T1: 2. Manifolds and Tensors

Question 1

What does it mean for spacetime to be ‘locally flat’?

Answer 1

Around every point, there is a coordinate system which maps a local neighbourhood to a point in the real plane.

Question 2

Define a coordinate system (and hence, coordinates)

Answer 2

A map from a part of spacetime to an open region in the n-dimensional real plane. Coordinates are the collection of corresponding functions.

Question 3

Define a coordinate transformation

Answer 3

The map between two overlapping coordinate systems across the n-dimensional real plane.

Question 4

Define a chart (coordinate system) in the context of manifolds.

Answer 4

Given a set M, a chart is a function phi which forms a bijection between U (the subset of M) and the open subset of the n-dimensional real plane defined by the action of phi on an element of U.

Question 5

Define an atlas

Answer 5

A collection of charts {(U_a, phi_a)}, such that:
- The union of all subsets U = M (i.e. the subsets cover the entire original set).
- If the intersection of a pair of subsets U_a and U_b is not the empty set, the successive map of the inverse phi_b and phi_a is differentiable where it is defined.

Question 6

Define a maximal altas

Answer 6

The collection of all charts which satisfy the atlas conditions.

Question 7

Define the n-dimensional manifold

Answer 7

The pair of a set M and a maximal atlas.

Question 8

Define the three primary kinds of vectors and which is most suitable on a manifold

Answer 8

a. Displacement vector
b. Tangent vector
c. Normal vector

b - Manifolds consider locally flat regions and the tangent vector in infinitesimally small.

Question 9

Why are displacement vectors not appropriate for use on a manifold.

Answer 9

They don’t form a vector space on a manifold: ‘tip to tail’ vector addition is not commutative.

Question 10

How do we define d/dλ in flat space?

Answer 10

V^μ ∂_μ = (dx^μ/dλ) ∂/∂X^μ

Question 11

Define a tangent vector field

Answer 11

A choice of vector V in the tangent vector space at each point p in M; a vector-valued function on M

Question 12

Define tangent vector space T_p

Answer 12

The space of vectors V=d/dλ tangent to M at point p.

Question 13

Define cotangent space T_p^*

Answer 13

The space of linear maps ω from the tangent space to the reals.
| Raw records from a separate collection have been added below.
PR #2398, opened 2026-02-19
feat: add uptime probe support for authservice enabled applications

### LINKED ISSUE #2305: Implement UDS Core Uptime Monitoring

joelmccoy:
## Description

Adds support for Uptime probes for Authservice-enabled applications according to [design doc](https://www.notion.so/defense-unicorns/UDS-Core-Uptime-Monitoring-25ce512f24fc80dea2e0f280704beaab?source=copy_link).

## Related Issue

Fixes #2305 

## Type of change

## Steps to Validate
- `uds run test:uds-core-e2e` - This will deploy and test the test packages which contain authservice enabled apps with uptime probes
  - You can play with removing the uptime probes for the test packages or remove authservice from the package to make sure everything switches back and forth correct.
  - You can verify uptime probes status in the grafana dashboard **UDS / Monitoring / Uptime**

## Checklist before merging

### DIFF
--- a/src/pepr/operator/controllers/keycloak/client-sync.ts
+++ b/src/pepr/operator/controllers/keycloak/client-sync.ts
@@ -51,13 +51,6 @@ export async function keycloak(pkg: UDSPackage) {
     clients.set(client.clientId, client);
   }
 
-  // Purge orphaned clients
-  try {
-    await purgeSSOClients(pkg, [...clients.keys()]);
-  } catch (e) {
-    log.error(e, `Failed to purge orphaned clients in for ${pkg.metadata!.name!}: ${e}`);
-  }
-
   // Purge orphaned SSO secrets
   try {
     await purgeOrphans(generation, pkg.metadata!.namespace!, pkg.metadata!.name!, kind.Secret, log);
--- a/src/pepr/operator/controllers/uptime/config.ts
+++ b/src/pepr/operator/controllers/uptime/config.ts
@@ -1,0 +1,156 @@
+/**
+ * Copyright 2026 Defense Unicorns
+ * SPDX-License-Identifier: AGPL-3.0-or-later OR LicenseRef-Defense-Unicorns-Commercial
+ */
+
+import { K8s, kind } from "pepr";
+import { Component, setupLogger } from "../../../logger";
+import { UDSConfig } from "../config/config";
+import { Mutex } from "../utils";
+
+const log = setupLogger(Component.OPERATOR_UPTIME);
+
+// Mutex for serializing reads/writes to the shared blackbox exporter config secret
+const blackboxConfigMutex = new Mutex();
+
+export const BLACKBOX_CONFIG_SECRET_NAME = "uds-prometheus-blackbox-config";
+export const BLACKBOX_CONFIG_NAMESPACE = "monitoring";
+export const BLACKBOX_BASE_CONFIG = {
+  modules: {
+    http_2xx: {
+      prober: "http",
+      timeout: "5s",
+      http: {
+        valid_http_versions: ["HTTP/1.1", "HTTP/2.0"],
+        follow_redirects: true,
+        preferred_ip_protocol: "ip4",
+      },
+    },
+  },
+};
+
+/**
+ * Updates the shared blackbox exporter config secret for a given namespace.
+ * Removes all existing SSO modules scoped to the namespace, regenerates them
+ * from the provided probe client credentials, and sorts all modules by name.
+ * Module names follow the convention: http_200x_sso_<namespace>_<probe_client_id>
+ *
+ * @param namespace The k8s namespace of the UDS Package, used to scope module ownership
+ * @param probeClients Probe client credentials to generate SSO modules from (pass in [] to remove all SSO modules for the namespace)
+ */
+export async function updateBlackboxConfig(
+  namespace: string,
+  probeClients: { clientId: string; secret: string }[],
+): Promise<void> {
+  // Acquire the mutex to ensure atomic read/modify/write of the shared config secret
+  const release = await blackboxConfigMutex.acquire();
+
+  try {
+    // Read and parse the current config secret
+    const secret = await K8s(kind.Secret)
+      .InNamespace(BLACKBOX_CONFIG_NAMESPACE)
+      .Get(BLACKBOX_CONFIG_SECRET_NAME);
+
+    const currentConfig = JSON.parse(atob(secret.data!["blackbox.yaml"])) as {
+      modules: Record<string, unknown>;
+    };
+
+    // Remove all existing SSO modules owned by this namespace
+    const namespacePrefix = `http_200x_sso_${namespace}_`;
+    const modules: Record<string, unknown> = Object.fromEntries(
+      Object.entries(currentConfig.modules).filter(([name]) => !name.startsWith(namespacePrefix)),
+    );
+
+    const tokenUrl = `https://sso.${UDSConfig.domain}/realms/uds/protocol/openid-connect/token`;
+
+    // Regenerate SSO modules for each probe client in this namespace
+    for (const { clientId, secret: clientSecret } of probeClients) {
+      modules[`http_200x_sso_${namespace}_${clientId}`] = {
+        prober: "http",
+        timeout: "5s",
+        http: {
+          valid_http_versions: ["HTTP/1.1", "HTTP/2.0"],
+          preferred_ip_protocol: "ip4",
+          oauth2: {
+            client_id: clientId,
+            client_secret: clientSecret,
+            token_url: tokenUrl,
+            endpoint_params: {
+              grant_type: "client_credentials",
+            },
+          },
+        },
+      };
+    }
+
+    // Sort all modules by name for deterministic output
+    const sortedModules = Object.fromEntries(
+      Object.entries(modules).sort(([a], [b]) => a.localeCompare(b)),
+    );
+
+    // Write the updated config back to the secret
+    await K8s(kind.Secret).Apply(
+      {
+        metadata: {
+          namespace: BLACKBOX_CONFIG_NAMESPACE,
+          name: BLACKBOX_CONFIG_SECRET_NAME,
+        },
+        data: {
+          "blackbox.yaml": btoa(JSON.stringify({ modules: sortedModules })),
+        },
+      },
+      { force: true },
+    );
+
+    log.debug(
+      `Updated blackbox config for namespace ${namespace} with ${probeClients.length} SSO module(s)`,
+    );
+  } finally {
+    release();
+  }
+}
+
+/**
+ * Sets up the blackbox exporter config secret used for uptime monitoring.
+ * If in dev/watch mode, ensures the monitoring namespace exists and creates
+ * the secret if it does not already exist.
+ */
+export async function setupUptimeConfig() {
+  if (process.env.PEPR_WATCH_MODE === "true" || process.env.PEPR_MODE === "dev") {
+    log.info("One-time blackbox exporter config secret initialization");
+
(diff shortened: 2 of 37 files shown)


src/pepr/operator/controllers/uptime/config.ts
```diff
@@ -0,0 +1,156 @@
...
+          preferred_ip_protocol: "ip4",
+          oauth2: {
+            client_id: clientId,
+            client_secret: clientSecret,
+            token_url: tokenUrl,
+            endpoint_params: {
+              grant_type: "client_credentials",
+            },
+          },
+        },
```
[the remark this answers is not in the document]
joelmccoy: no. we want to explicitly NOT allow redirects for Authservice because it can present false positives.

src/pepr/operator/controllers/uptime/config.ts
```diff
@@ -0,0 +1,156 @@
...
+export const BLACKBOX_CONFIG_NAMESPACE = "monitoring";
+export const BLACKBOX_BASE_CONFIG = {
+  modules: {
+    http_2xx: {
+      prober: "http",
+      timeout: "5s",
+      http: {
+        valid_http_versions: ["HTTP/1.1", "HTTP/2.0"],
+        follow_redirects: true,
+        preferred_ip_protocol: "ip4",
```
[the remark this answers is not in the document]
joelmccoy: nah. not necessary.

src/pepr/operator/controllers/uptime/probe.ts
```diff
@@ -49,13 +75,17 @@ export async function probe(pkg: UDSPackage, namespace: string): Promise<string[
       probeNames.push(payload.metadata!.name!);
     }
 
+    // Update the shared blackbox config with all SSO modules for this namespace
+    // Note: this will also remove any SSO modules for probes that no longer exist in this namespace
+    await updateBlackboxConfig(namespace, probeClients);
```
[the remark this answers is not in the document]
joelmccoy: Yea this is a good callout (although isn't really causing issues).  The reason i went this way is that we need to update the config all at once (to clear any lingering entries for the whole package/namespace) and we were applying the probes individually in the loops.  But I can collect the probe specs and apply them all at once after the config is applied.  Will push an update for this.

src/pepr/operator/controllers/uptime/probe.ts
```diff
@@ -110,3 +141,67 @@ export function generateProbe(
...
+          "introspection.token.claim": "true",
+          "id.token.claim": "false",
+          "lightweight.claim": "false",
+          "userinfo.token.claim": "false",
+        },
+      },
+    ],
+  });
+
+  return { clientId: (client as ClientWithId).clientId, secret: (client as ClientWithId).secret };
```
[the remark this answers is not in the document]
joelmccoy: added

src/pepr/operator/controllers/uptime/probe.ts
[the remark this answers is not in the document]
joelmccoy: added

src/pepr/operator/controllers/keycloak/client-sync.ts
```diff
@@ -51,13 +51,6 @@ export async function keycloak(pkg: UDSPackage) {
     clients.set(client.clientId, client);
   }
 
-  // Purge orphaned clients
```
joelmccoy, line 54: note: had to move this out to the main package reconciliation as we are now creating keycloak clients in two places

test/vitest/uptime.spec.ts
```diff
@@ -6,9 +6,10 @@
 import * as net from "net";
 import { afterAll, beforeAll, describe, expect, test } from "vitest";
 import { closeForward, getForward } from "./helpers/forward";
+import { pollUntilSuccess } from "./helpers/polling";
 import { queryPrometheusMetric } from "./helpers/prometheus";
 
-describe("Uptime Probes", { retry: 3 }, () => {
+describe("Uptime Probes", { timeout: 180000 }, () => {
```
joelmccoy: Note: its taking a good bit of time before Probes register and metrics become available.  It requires a large timeout even though we deploy the resources in our test package and there is some delay before we hit these e2e tests (deploy test package, playwright tests, vitest e2e).  If we feel this added e2e test time is significant, I'm open to other ideas here.  I do feel it is very important that we test our uptime probes on a Authservice package e2e.

src/prometheus-stack/values/blackbox-exporter-values.yaml
```diff
@@ -1,18 +1,8 @@
...
-      prober: http
-      timeout: 5s
-      http:
-        valid_http_versions:
-          - "HTTP/1.1"
-          - "HTTP/2.0"
-        method: GET
-        follow_redirects: true
+# This secret is created/managed by the UDS Core Operator
+configExistingSecretName: uds-prometheus-blackbox-config
```
mjnagel, line 5: Is there value in calling this out in the docs somewhere? Basically that the operator fully manages the config so end users won't be able to specify custom modules and shouldn't override this configmap?

test/vitest/uptime.spec.ts
mjnagel: I think it's definitely important to test this. I can spin up locally and play with a bit, but did it seem like this was just delays with Prometheus operator setting up the scrape config based on the `Probe` CRs?

Mostly curious if it's the number of probes we're configuring/checking here, or something else. If we were to slim this down to 3-4 checks configured instead of the 10 we have, would that help at all? I think we'd still have coverage of things we care about it we just check Keycloak + Grafana and a single authservice protected endpoint? I don't know that there's functional differences _for the probes_ in checking other non-authservice endpoints or even sidecar vs ambient authservice endpoints.

mjnagel (commented):
Looking good to me overall - would like to install and mess with it a bit locally as well but wanted to leave this very small feedback.

src/prometheus-stack/values/blackbox-exporter-values.yaml
joelmccoy: added a callout in the docs

test/vitest/uptime.spec.ts
joelmccoy: yeah this seems to be the delay from prometheus loading the probes and setting up the scrape config (plus generating the metrics in prometheus).  All the test probes in this test package start showing metrics at the same time.  So I don't think it would be an optimization to reduce the number of checks in this e2e test.

src/pepr/operator/controllers/uptime/config.ts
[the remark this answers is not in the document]
mjnagel: Reading the upstream [config doc](https://github.com/prometheus/blackbox_exporter/blob/master/CONFIGURATION.md) I think `follow_redirects` defaults to true? Does this need an adjustment based on that?

mjnagel, line 82: _Okay_ with this, but it might be nice to have some basic type checking around this config, similar to [what we do with authservice](https://github.com/defenseunicorns/uds-core/blob/main/src/pepr/operator/controllers/keycloak/authservice/types.ts). Definitely just a nice to have, but since we have the benefits of a typed language here may as well?

src/pepr/operator/controllers/uptime/probe.ts
```diff
@@ -110,3 +142,73 @@ export function generateProbe(
...
+  const probeClientId = `${sso.clientId}-probe`;
+
+  const client = await credentialsCreateOrUpdate({
+    clientId: probeClientId,
+    name: `${sso.name} Uptime Probe`,
+    serviceAccountsEnabled: true,
+    standardFlowEnabled: false,
+    publicClient: false,
+    redirectUris: [],
+    webOrigins: [],
```
mjnagel: Are these 3 defaults? Could we just leave them off?

test/vitest/uptime.spec.ts
```diff
@@ -19,35 +20,63 @@ describe("Uptime Probes", { retry: 3 }, () => {
...
+      result => result === 1,
+      `probe_success for ${instance}`,
+      180000,
     );
-    expect(metric).toBe(1);
+
+  test("probe_success metric should be 1 for sso.uds.dev", async () => {
+    const result = await expectProbeSuccess("https://sso.uds.dev/");
+    expect(result).toBe(1);
   });
```
mjnagel: A bit of a nit but one cleanup thing for the overall test structure might be making these tests concurrent and use `each`:
```ts
  const blackboxTargets = [
    "https://sso.uds.dev/",
    "https://sso.uds.dev/realms/uds/.well-known/openid-configuration",
    "https://keycloak.admin.uds.dev/",
    "https://grafana.admin.uds.dev/healthz",
    "https://ambient-protected.uds.dev/",
    "https://ambient2-protected.uds.dev/",
    "https://protected.uds.dev/",
    "https://demo.admin.uds.dev/status/200",
    "https://demo-8080.uds.dev/",
    "https://demo-8081.uds.dev/",
  ] as const;

  test.concurrent.each(blackboxTargets)("probe_success metric should be 1 for %s", async url => {
    const result = await expectProbeSuccess(url);
    expect(result).toBe(1);
  });
```

This way we don't have to explicitly add a test case for each endpoint, since they all run the same check. If we did expand what we check here (maybe alerts on cert things, etc) - would make it easier to just modify the one templated test and have it apply for all cases. The `concurrent` doesn't really improve the speed much, but might save a few seconds 🤷

test/vitest/uptime.spec.ts
mjnagel: I tried a couple different things but ultimately couldn't find anything that seemed to work. One thing I noticed is the config reload sidecar seems to operate on a 3 min interval, which is likely why we're seeing this delay. I tried to manually trigger the reload with a reload POST request but that didn't appear to make a difference.

I was having trouble following the code here, but I don't think the [watchInterval](https://github.com/prometheus-operator/prometheus-operator/blob/11a0910a5c1d03835451d5ee8c24ed53a7f7cd7c/cmd/prometheus-config-reloader/main.go#L67) is exposed in a way we can modify through the operator/prometheus CR?

joelmccoy: ditto. couldn't find a way to set this. for now i bumped the test timeout to 3m30s to give some buffer

src/pepr/operator/controllers/uptime/config.ts
joelmccoy: added some types here

test/vitest/uptime.spec.ts
joelmccoy: good call. refactored.

src/pepr/operator/controllers/uptime/config.ts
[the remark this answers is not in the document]
joelmccoy: good catch. explicitly set this to false

src/pepr/operator/controllers/uptime/probe.ts
joelmccoy: removed these

mjnagel (approved):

I.e. The space of vectors cotangent to M at point p.

Question 14

How do we define the cotangent vector?

Answer 14

A differential function df maps from tangent space to real numbers. We can equate this to the action of the tangent vector on some function f:

df(V) = V(f)

Question 15

Define cotangent vector field

Answer 15

A choice of cotangent vector ω∈ T_p^* at each point p in M.

Question 16

What is the basis of tangent vectors?

Answer 16

∂/∂X^μ

Question 17

What is the basis for covectors?

Answer 17

dx^μ

Question 18

How do we coordinate transform components of tangent vectors?

Answer 18

By chain rule on the coordinates in the component.
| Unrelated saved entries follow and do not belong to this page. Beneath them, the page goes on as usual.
PR #2404, opened 2026-02-23
chore(docs): document airgapped certificate revocation check process

### LINKED ISSUE #2235: Authservice and Istio should consume the UDS shared trust bundle (including DoD/Public CAs)

chance-coleman:
## Description

Document and script the path for end users to use CRL checking and revocation in airgapped environments.

- Dev doc is meant for internal use mostly due to the complexity of testing these things.
- Main doc for end users
- script for generating an OCI with the CRLs
- small updates to the keycloak values.yaml for documenting the new CRL values

[Corresponding Identity Config PR](https://github.com/defenseunicorns/uds-identity-config/pull/802)

## Related Issue

Fixes #2235 

[Related PR ](https://github.com/defenseunicorns/uds-core/pull/2393)that I closed due to change in scope and large amounts of comments.

## Type of change

## Steps to Validate
- utilize the dev doc to test this. it covers the happy path and also upgrade path.

## Checklist before merging

### DIFF
--- a/docs/dev/keycloak-crl-airgap.md
+++ b/docs/dev/keycloak-crl-airgap.md
@@ -137,7 +137,7 @@ variables:
 
 Reference that in the deployment of slim-dev bundle:
 ```bash
-
+UDS_CONFIG=bundles/k3d-slim-dev/uds-config.yaml uds deploy bundles/k3d-slim-dev/uds-bundle-k3d-core-slim-dev-amd64-*.tar.zst --confirm --no-progress
 ```
 
 ### 1.3) Add keycloak-crls package to bundle
@@ -178,7 +178,7 @@ UDS_CONFIG=bundles/k3d-slim-dev/uds-config.yaml uds deploy bundles/k3d-slim-dev/
 # Configure tenant gateway to trust our demo CA and advertise to browsers
 kubectl -n istio-tenant-gateway patch secret gateway-tls \
   --type merge \
-  -p '{"data": {"cacert": "'"$(base64 -w 0 pki-crl-test/ca.crt)"'"}}'
+  -p '{"data": {"cacert": "'"$(base64 < pki-crl-test/ca.crt | tr -d '\n')"'"}}'
 
 # Restart tenant gateway to apply CA trust changes
 kubectl -n istio-tenant-gateway rollout restart deployment tenant-ingressgateway
@@ -234,7 +234,7 @@ zip -j demo-crls.zip demoCA/demo-ca.crl
 ```bash
 cd <path-to-uds-core-repo>
 
-bash scripts/keycloak-crl-airgap/update-keycloak-crl-oci-volume-package.sh \
+bash scripts/keycloak-crl-airgap/create-keycloak-crl-oci-volume-package.sh \
   --crl-zip "$WORKDIR/demo-crls.zip"
 
 uds zarf package deploy keycloak-crls/zarf-package-keycloak-crls-*.tar.zst --confirm
--- a/docs/dev/keycloak-crl-airgap.md
+++ b/docs/dev/keycloak-crl-airgap.md
@@ -1,0 +1,266 @@
+# Local Testing (Fake CA + CRL) using the CRL OCI Volume Scripts
+
+This guide is for **local/dev testing only**.
+
+---
+
+## 1) Create Fake CA and CRL
+
+> **Note:** Copy and paste the following snippet into a bash shell
+
+```bash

V ̃^μ = V^ν (tilde on top)

Refer to notes

Question 19

How do we coordinate transform components of covectors?

Answer 19

By chain rule on the coordinates in the basis vector.
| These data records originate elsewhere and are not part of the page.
PR #2412, opened 2026-02-25
fix: pull advancedHttp schema from istio upstream

### LINKED ISSUE #2354: Synchronize CRD sources with upstream

Several CRDs in UDS Core are sourced or parts are sourced from upstream CRDs and currently are not directly linked or synchronized. 

To avoid drift we should establish a process to synchronize them.  This could involve a script that sources the relevant pieces from upstream YAML and transforms to match our schemas.

Notably, we need to sync the components of `advancedHttp` in the [istio/virtualservice-v1beta.ts](https://github.com/defenseunicorns/uds-core/blob/a48c45a41663bbb919cb6dc026a493cb9817ab54/src/pepr/operator/crd/sources/istio/virtualservice-v1beta1.ts#L33)

Which is a subset of the [schema here](https://github.com/istio/istio/blob/e08bc95516b344ba3b7d887d66378015691326e3/manifests/charts/base/files/crd-all.gen.yaml#L10598-L11352)

Currently some fields are out place and this work should address these, e.g. `weight`:

```
13s         Warning   ReconciliationFailed   package/grafana   failed to create typed patch object (grafana/grafana-admin-grafana-80-grafana; networking.istio.io/v1beta1, Kind=VirtualService): .spec.http[0].weight: field not declared in schema
```

### Current source files

- https://github.com/defenseunicorns/uds-core/blob/main/src/pepr/operator/crd/sources/istio/virtualservice-v1beta1.ts
- https://github.com/defenseunicorns/uds-core/blob/main/src/pepr/operator/crd/sources/package/v1alpha1.ts
- https://github.com/defenseunicorns/uds-core/blob/main/src/pepr/operator/crd/sources/exemption/v1alpha1.ts
- https://github.com/defenseunicorns/uds-core/blob/main/src/pepr/operator/crd/sources/cluster-config/v1alpha1.ts

### Triggering mechanism
Consider a UDS task that runs custom script and then renovate the istio source file + add the "generated" file to our [autogen checks](https://github.com/defenseunicorns/uds-core/blob/main/.github/actions/autogenerated-check/action.yaml) in CI.

### References to upstream components
- corsPolicy: [https://istio.io/latest/docs/reference/config/networking/virtual-service/#CorsPolicy](https://istio.io/latest/docs/reference/config/networking/virtual-service/#CorsPolicy)
- directResponse: [https://istio.io/latest/docs/reference/config/networking/virtual-service/#HTTPDirectResponse](https://istio.io/latest/docs/reference/config/networking/virtual-service/#HTTPDirectResponse)
- headers: [https://istio.io/latest/docs/reference/config/networking/virtual-service/#Headers](https://istio.io/latest/docs/reference/config/networking/virtual-service/#Headers)
- match: [https://istio.io/latest/docs/reference/config/networking/virtual-service/#HTTPMatchRequest](https://istio.io/latest/docs/reference/config/networking/virtual-service/#HTTPMatchRequest)
- rewrite: [https://istio.io/latest/docs/reference/config/networking/virtual-service/#HTTPRewrite](https://istio.io/latest/docs/reference/config/networking/virtual-service/#HTTPRewrite)
- redirect: [https://istio.io/latest/docs/reference/config/networking/virtual-service/#HTTPRedirect](https://istio.io/latest/docs/reference/config/networking/virtual-service/#HTTPRedirect)
- retries: [https://istio.io/latest/docs/reference/config/networking/virtual-service/#HTTPRetry](https://istio.io/latest/docs/reference/config/networking/virtual-service/#HTTPRetry)
- weight: sub-field on [https://istio.io/latest/docs/reference/config/networking/virtual-service/#HTTPRouteDestination](https://istio.io/latest/docs/reference/config/networking/virtual-service/#HTTPRouteDestination)
- timeout: [https://istio.io/latest/docs/reference/config/networking/virtual-service/#HTTPRoute-timeout](https://istio.io/latest/docs/reference/config/networking/virtual-service/#HTTPRoute-timeout)

mjnagel:
## Description

This PR adds a new script to generate the istio `source` CRD sub-schema from the upstream CRD manifest. That script is called before other CRD generation scripts to ensure we re-generate our sub-schema first.

There are a number of diffs on the actual schema that mostly amount to:
1. More strict typing (and validations) around sub-properties
2. Additional/new fields that hadn't been added
3. Fixes for fields that were out of place (`weight`)
4. Updates to descriptions

The script currently strips just the "top level" properties that we had before, but does bring them in with their entire sub-schema. The one exception is `match` where we additional strip only a subset of the fields (to keep parity with what we had done before).

## Related Issue

Fixes https://github.com/defenseunicorns/uds-core/issues/2354

## Type of change

## Steps to Validate

You can run the new task with `uds run -f src/pepr/tasks.yaml gen-crds`.

Reviewing this PR is probably easiest approached by reviewing a subset of the files:
- The script: `src/pepr/scripts/gen-istio-crd-sources.ts`
- The task changes: `src/pepr/tasks.yaml`
- The Package CRD: `src/pepr/uds-cluster-crds/templates/packages.uds.dev.yaml` (YAML) and `src/pepr/operator/crd/generated/package-v1alpha1.ts` (generated types)

This will help to get the best sense of the diffs while ignoring the many generated files that are connected to the above.

## Checklist before merging


src/pepr/operator/crd/generated/package-v1alpha1.ts
```diff
@@ -366,10 +366,6 @@ export interface AdvancedHTTP {
    * Timeout for HTTP requests, default is disabled.
    */
   timeout?: string;
-  /**
-   * Weight specifies the relative proportion of traffic to be forwarded to the destination.
-   */
-  weight?: number;
```
mjnagel, line 372: This is a field that was misplaced previously (and using it would've caused errors during reconcile).

src/pepr/scripts/gen-istio-crd-sources.ts
```diff
@@ -0,0 +1,156 @@
...
+const EXCLUDED_MATCH_FIELDS = [
+  "gateways",
+  "headers",
+  "port",
+  "scheme",
+  "sourceLabels",
+  "sourceNamespace",
+  "statPrefix",
+  "withoutHeaders",
+];
```
mjnagel, line 43: The previous istio VS source excluded all of these fields from the `match` schema. While I think there could be some utility in exposing a few of these, generally we want to have a simpler interface in our Package CR and for now I wanted to take an approach of trying to aim for minimal diffs where possible. This also can help us stay a bit less tied to Istio VS schema if (in some distant future) we move to the gateway api or a different ingress approach.

Alternatively we could include all or some of these if there are strong arguments for them, but I might advocate for evaluating those on a case-by-case basis later.

renovate.json
```diff
@@ -91,12 +96,6 @@
       "groupName": "iac-support-deps",
       "commitMessageTopic": "iac support dependencies"
     },
-    {
-      "matchFileNames": ["package.json", "package-lock.json"],
-      "groupName": "operator-deps",
-      "commitMessageTopic": "operator-deps",
-      "matchDepNames": ["!pepr"]
-    },
```
mjnagel, line 99: Deleted while I was in here because this is an "unreachable" match - the following match for `support-deps` always matches the same files and takes precedence.

src/pepr/scripts/gen-istio-crd-sources.ts
```diff
@@ -0,0 +1,157 @@
...
+    d =>
+      d &&
+      typeof d === "object" &&
+      d.kind === "CustomResourceDefinition" &&
+      d.metadata?.name === "virtualservices.networking.istio.io",
+  );
+  if (!vs) throw new Error("VirtualService CRD not found in Istio bundle");
+
+  // Grab the VirtualService v1beta1 OpenAPI schema
+  const vsVersion = vs.spec?.versions?.find(v => v?.name === "v1beta1");
```
joelmccoy: very nit: if we ever wanted to update this version of the CRD it would be nice to have this declared at the top as a const variable and reused everywhere in this script to keep consistent

```ts
const VS_CRD_VERSION = "v1beta" 
```

joelmccoy (commented):
LGTM! Tested locally and resulted in no diff.

src/pepr/scripts/gen-istio-crd-sources.ts
mjnagel: Good call - adjusted this.

joelmccoy (approved):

ω ̃_μ = ω_ν (tilde on bottom)

Refer to notes

Question 20

Define a tensor of type [r,s] at a point p.

Answer 20

An object which linearly maps r covectors and s vectors to the reals.

Question 21

Define a type [r,s] tensor field

Answer 21

An object which gives an [r,s] tensor at each point p on M.

Question 22

What type of tensor is a function?

Answer 22

Type [0,0]: scalar

Question 23

What type of tensor is a vector (covector)?

Answer 23

Type [1,0] (type [0,1])

Question 24

What type of tensor is Kroneker delta? What is special about it?

Answer 24

Type [1,1] with same components in any coordiante system: diag(1, … ,1).

Question 25

What are the three tensor equation rules?

Answer 25

• Free/dummy indices
• Renaming indices
• Rearrange kernel symbols as desired

Question 26

Why is a [1,0] tensor a vector?

Answer 26

r denotes the number of covectors the tensor takes as an argument and maps to the reals.

This tensor takes one covector and maps it to the reals; the action of a vector.